Annabeth marched over and experimentally tapped the iceberg. "How in Athena's name did you even get frozen in there?"

"Weren't you paying attention?" I conversationally asked. "Percy* saw the movie Despicable Me, fell in love with it, and made that ice ray gun thing that Gru had, in which those three little girls froze him in a chunk of ice in front of the Bank of Evil dude. Percy*, apparently, had it and shot it, but not before your Percy doused both Percy* and Thalia* in water—who, by the way, wasn't expecting the very large wave—and her other, more likable personality shocked the Hades out of them."

"...Interesting," Annabeth said, not sounding very interested as she clambered to the top of the cube and clubbing it with the butt of her knife. "But very confusing. Come—on—you—gods—forsaken—thing—break—already!"

Thalia*, being the very clumsy person she is, stumbled over and accidentally bonked herself on the head by running into the large ice block. Too bad; she didn't have any brain cells to spare. She ambled away, muttering something that sounded like, "Cheese."

Annabeth gave it another try, and then began to futilely carve chunks of ice away from the block that Magellanic penguins would adore. After what must have been twenty minutes—with still no change from Percy* or Thalia*—during where the point of extreme boredom for me had set in, so I was playing Plants vs. Zombies, the whole thing collapsed onto itself, Percy falling on top of Thalia, with Annabeth toppling onto Percy's back.

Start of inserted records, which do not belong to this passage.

PR #8204, opened 2021-03-15
8116 replace moodbot example fixtures

### LINKED ISSUE #8116: Replace moodbot fixtures with quicker fixture
**Description of Problem**:
We are currently using the moodbot example from [here](https://github.com/RasaHQ/rasa/tree/main/examples/moodbot) in tests. This has multiple disadvantages:
* This model takes long to train
* This model takes long to load as the spacy language model has to be loaded into memory
* Our tests depend on examples for the users instead of a more elegant / custom tailored model for testing
 
**Overview of the Solution**:
Replace fixtures with a model which is quicker to train and load. Ideally this model uses a minimal amount of data and a very quick configuration (e.g. all `epochs` set to `1`)

**Definition of Done**:
- [ ] The fixtures `trained_moodbot_path`, `trained_nlu_moodbot_path` are replaced with quicker ones
- [ ] The new fixtures are based on training data form the `data` folder instead of the `examples/` folder
- [ ] Models using the new fixture load in less than 5 seconds (**this is somewhat arbitrary atm**)
- [ ] The fixture trains in less than 30 seconds (**this is somewhat arbitrary atm**)

joejuzl:
**Proposed changes**:
Fixes #8116 
We use the example bot moodbot in lots of our tests. It is slow to train and not part of our test data.
This PR creates similars but quicker bots in the data directory and uses it in the tests.


alwx (approved):
Looks nice! Do you have any sample time measurements for any of the tests before/after the change?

An earsplitting screech resounded through camp as Percy* tripped over the three-human pyramid, which was wriggling, and Thalia* knocked into him a second later. Thalia screamed, "ZEUS ABOVE, have you freaking demigods ever heard of low-calorie dieting? GETOFFME!"

"Uuhhhh?" somebody muttered from her back. "You know, this is surprisingly comfy. Wake me up when September ends."

Well, it was June.

"It's not that," I told her as Thalia bristled, "it's just the combined weight of about five hundred pounds, give or take that's breaking your back."

"Oh, and that's supposed to make me feel better?" Thalia spat, still writhing. "I do not need to relive Hera's freaking statue on me again! And this time, it's my FRICKIN' BACKBONE! Nobody wants to be paralyzed for life!"

I offered, "I have ambrosia." I paused, and then considered, "All you have to do is..."

"PUT A BANANA IN YOUR EAR!" Percy cheered. Son of Poseidon. Hm. As far as I knew, Poseidon's fruit wasn't the banana, unless his idiot of a son was quoting Charlie the Unicorn.

"I meant to say," I said, shooting a nasty look at Percy, "all you have to do is..."

"PUT A BANANA IN YOUR EAR! YOU WILL NEVER BE HAPPY IF YOU LIVE YOUR LIFE IN FEAR!"

"...shock them into oblivion," I suggested.

Thalia seemed to be considering this for a while. "You know," she said at last as four unfortunate demigods were blasted into the lake, "you're actually not an idiot."

I was shocked. "Since when was I ever? Even my other self is smart!"

"That's understandable," Thalia replied. "Annabeth's a daughter of Athena. And I'm admitting it myself: children of the Big Three aren't known for their brains."

I snorted, "Than what is it? Their brawn? This is you, me, and those two clumps of idiotic, kelpish matter we're talking about here."

"Perhaps, our brashness. That's more Ares material. I was thinking more on the lines of impulsive."

I rolled my eyes and said, "Most demigods are ADHD."

"No, I mean our tendency to do stupid things at stupid times. You catch my drift?"

"Nope."

"...I take it back. You are an idiot."